C++ strict aliasing and UB

219 Views Asked by At

I'm reviewing some code (can't post all of it), but there's a function like this:

template <typename DestType, typename SourceType>
inline void transferDataAndUpdateSpan(MyArray<DestType>& to, MySpan<const SourceType>& source)
{
    static_assert(sizeof(DestType) == sizeof(SourceType), "Data size mismatch!!");
    to.resize(source.size());
    memcpy(to.data(), source.data(), sizeof(SourceType) * source.size());
    source = { (SourceType*)to.data(), to.size() };
}

MySpan is basically a typedef for std::span and MyArray is a container which has a constructor which receives a pointer to the data and the data size.

Question: isn't source = { (SourceType*)to.data(), to.size() }; breaking strict aliasing here? Is this triggering UB?

1

There are 1 best solutions below

2
user17732522 On

First of all, the memcpy itself has undefined behavior if DestType (and SourceType?) aren't trivially-copyable or if the object representations in the SourceType objects aren't valid object representations for values of DestType.

A safer way to transferring the object representations would be to assign the result of std::bit_cast from the source element to the target element in a loop. It would at least verify trivial-copyability and would also include the size check you do manually at the moment.

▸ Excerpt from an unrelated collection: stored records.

PR #3991, opened 2021-09-10
adding override modifier

gokyo:

### DIFF
--- a/core/src/main/scala/cats/Align.scala
+++ b/core/src/main/scala/cats/Align.scala
@@ -119,7 +119,7 @@ import scala.annotation.implicitNotFound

Then, you say "MyArray is a container which has a constructor which receives a pointer to the data and the data size": But the constructor isn't used anywhere. You are just copying object representations. So hopefully to.data() is actually a pointer into an array of DestType objects into which memcpy can copy the object representations.

Then, (SourceType*)to.data() is a C-style cast, which are discouraged for a reason, especially in generic code like this: Depending on the types SourceType and DestType this can have completely different meaning.

If SourceType is for example a base class of DestType, then the cast will be a static_cast and the result will be a pointer to the SourceType base class subobject. This does in general change the address of the pointer and may fail to compile if the base class is inaccessible in the context (i.e. a private base class). Accessing the resulting pointer is generally fine, however doing pointer arithmetic on it (as your span probably is) would be UB, because the array into which the pointer points is an array of DestType objects, not SourceType objects. It is UB to do pointer arithmetic with a base class type into a derived class array.

If SourceType is a derived class of DestType, then the cast itself will still be a static_cast, but will have undefined behavior, because it would try to downcast a DestType object to its derived SourceType object which doesn't exist. An exception to this applies if implicit object creation applies as detailed below.

If there is no such base class relation, then the cast will end up as a reinterpret_cast, which does generally not change the address.

Generally, a reinterpret_cast also doesn't change to which object the pointer points, e.g. with SourceType = float and DestType = int, (SourceType*)to.data() will point to a DestType object, not a SourceType object. In such a situation the aliasing rule as well as rules for e.g. member access expressions apply and will make almost any use of the resulting pointer UB with very few exceptions.

An exception where a reinterpret_cast does change the pointer value to point to a different object is if there is an object of the target type that is pointer-interconvertible with the original object. That applies for example to first non-static data members of standard-layout classes without base classes. In that case aliasing can't be an issue because the resulting pointer will point to the actual subobject matching the type of the pointer. However, pointer arithmetic will still be faced with the exact same UB problem as stated above for static_cast.

Furthermore a reinterpret_cast can result in an unspecified value (which then causes UB on access or use in most expressions) if the alignment of the address isn't sufficient for the SourceType, which can happen if e.g. SourceType has a stricter alignment requirement than DestType.

In either case however, the cast itself will not cause UB (with the mentioned exception).


Additional note: If SourceType is an implicit-lifetime type memcpy could implicitly create SourceType objects in the to.data() storage, ending the lifetime of the previous DestType objects (and potentially the whole MyArray object). In that case there would (assuming the alignment is not a problem as stated above) be no issue with the cast to SourceType (except for a missing std::launder). However accessing the to elements as DestType later, or potentially using to at all, would then cause UB for accessing out-of-lifetime objects (or cause UB when doing pointer arithmetic in the case that DestType is a base of SourceType). That's probably not the intended use case.


To simplify all of this: You can't have a memory region be used as SourceType and DestType at the same time if they are different in more than cv-qualifications, with very few exceptions and practically no exception if you also want to do pointer arithmetic on the memory region in both types at the same time.


All of the above is based strictly on what the standard says is or isn't UB. Practically speaking for example I do not expect any compiler to behave unexpected when doing pointer arithmetic in the wrong type as long as the types have the same size and alignment requirement. However violations of the aliasing rule will cause problems in practice.